Please find the project source code : project git repository
This project presents a comprehensive AI-driven recommendation system for Amazon apparel products, leveraging both text-based and image-based similarity measures to suggest visually and contextually similar clothing items. Designed using Python and state-of-the-art NLP and deep learning libraries, the system enhances product discovery through multi-modal data analysis—improving user engagement and product visibility on e-commerce platforms.

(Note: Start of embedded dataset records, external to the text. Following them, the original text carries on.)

PR #4145, opened 2026-09-05
feat(openclaw): add recall score floors

### LINKED ISSUE #4143: hindsight-openclaw: expose minScores on auto-recall — plugin has no precision gate (client SDK and API both support it)
### Summary

The OpenClaw plugin's auto-recall has no way to set a score floor. `recallMinScores`, `minScores`, and `min_scores` are all absent from `@vectorize-io/hindsight-openclaw` 0.10.0 — verified by grepping the installed build. The underlying `@vectorize-io/hindsight-client` SDK *does* support `minScores`/`min_scores`, and the API accepts `min_scores` on `POST /v1/default/banks/{bank_id}/memories/recall`; the plugin simply never passes it through.

The Claude Code plugin (`hindsight-memory` 0.7.4) exposes it as `recallMinScores`. So the two first-party clients differ on a setting that materially changes what lands in the model's context.

This is the same shape as #2977 (`prefer_observations` missing from OpenClaw auto-recall), which was resolved by adding a `preferObservations` config key.

### Why it matters

Without a floor, an off-topic turn injects a full budget of irrelevant memories. Measured against a single-user bank (188,946 facts), `budget: mid`, `max_tokens: 2048`:

| query | results, no floor | results, `reranker: 0.3` | reranker score range |
|---|---|---|---|
| sharp, on-topic | 31 | 31 | 0.67–0.85 |
| vague ("what should I do next") | 38 | 38 | 0.48–0.64 |
| off-topic ("sourdough starter hydration") | 35 | **2** | 0.23–0.31 |

The floor is a no-op on anything in-domain and a hard stop on anything outside it — exactly what you want from a precision gate on an automatic injector. Since the plugin injects on every turn, the off-topic row is ~2k tokens of confidently-scored noise with no way to suppress it.

### Request

Add a `recallMinScores` config key that passes through to the client's `minScores`, matching the Claude Code plugin's naming. Same semantics: per-stage floors (`semantic`, `keyword`, `reranker`, `final`); unset fields impose no floor; null/missing scores pass, so BM25-only and passthrough-reranker hits aren't accidentally suppressed.

### Note on calibration

Reranker scores are query-local and not calibrated across queries, so this is worth documenting as a garbage gate rather than a relevance dial — raising the floor to improve precision will start cutting good in-domain results before it cuts bad ones. The Claude Code plugin's README already says this; worth carrying over.

### Reproduction

```bash
# no min-scores support anywhere in the OpenClaw plugin
grep -rE "min_?[Ss]cores" node_modules/@vectorize-io/hindsight-openclaw   # no matches
grep -rE "min_?[Ss]cores" node_modules/@vectorize-io/hindsight-client     # minScores, min_scores
```

### Environment

- `@vectorize-io/hindsight-openclaw` 0.10.0
- Self-hosted Hindsight API, single-user bank
- Compared against `hindsight-memory` (Claude Code) 0.7.4, which has the key

koriyoshi2041:
Closes #4143

## Problem

OpenClaw auto-recall cannot pass the API/client `minScores` precision gate, so unrelated prompts can inject the full recall budget even though the first-party client already supports stage-specific floors.

## Fix

- add `recallMinScores` to the OpenClaw config schema and UI hints
- pass the configured floors through the scoped client to `HindsightClient.recall`
- document the null/missing-score behavior and the query-local calibration caveat
- cover config and client pass-through with regressions

## Test

- `npm test -- --run src/index.test.ts` (327 passed)
- `npm run build`
- `git diff --check`

The repository-wide lint script reached ESLint but could not load `@eslint/js` because the fresh worktree did not have the control-plane workspace dependencies installed. The changed OpenClaw files pass their package build and test suite.

## Risk

Low. The option is omitted by default, preserving current recall behavior. Validation is constrained to the four API-supported score stages, and missing/null result scores continue to pass through the server-side filter semantics.


koriyoshi2041:
The OpenClaw smoke failure is outside this diff: both heads reach the tarball install, then OpenClaw 2026.9.1 fails inside its dependency install with `npm error Cannot read properties of null (reading 'edgesOut')` ([first run](https://github.com/vectorize-io/hindsight/actions/runs/33939810626/job/101233219912), [current run](https://github.com/vectorize-io/hindsight/actions/runs/33947679747/job/101256745598)). The plugin build and generated-file checks pass. I cannot rerun the failed job from a fork (`Must have admin rights`), so this needs a maintainer rerun or the smoke harness to pin/work around the current installer.

nicoloboschi (approved):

The development pipeline begins with parsing and filtering a large JSON dataset of over 180,000 fashion items, focusing on seven key attributes including product title, brand, color, and image URL. Data is cleaned by removing incomplete entries, and a deduplication process is applied in two phases to eliminate products with redundant titles differing only in size or color. Text preprocessing follows, which includes tokenization, stop-word removal, and vectorization using Bag-of-Words (BoW), TF-IDF, and IDF models. Word2Vec (average and IDF-weighted) embeddings are also used to capture deeper semantic similarity between product titles. For visual similarity, high-dimensional CNN-based features are extracted from product images using a pre-trained VGG-16 model.
These features are compared using cosine similarity to recommend visually similar products. The system also integrates brand and color metadata to improve the quality of recommendations through hybrid similarity scoring.
The final recommendation engine allows users to retrieve similar products using different algorithms—BoW, TF-IDF, Word2Vec, or CNN-based visual embeddings—each visualized via heatmaps and image grids. This solution provides a robust foundation for real-time product recommendation systems, offering an intuitive interface for exploring related fashion items. It significantly enhances the shopping experience by merging visual aesthetics and textual relevance, making it highly useful for e-commerce personalization, inventory management, and marketing optimization.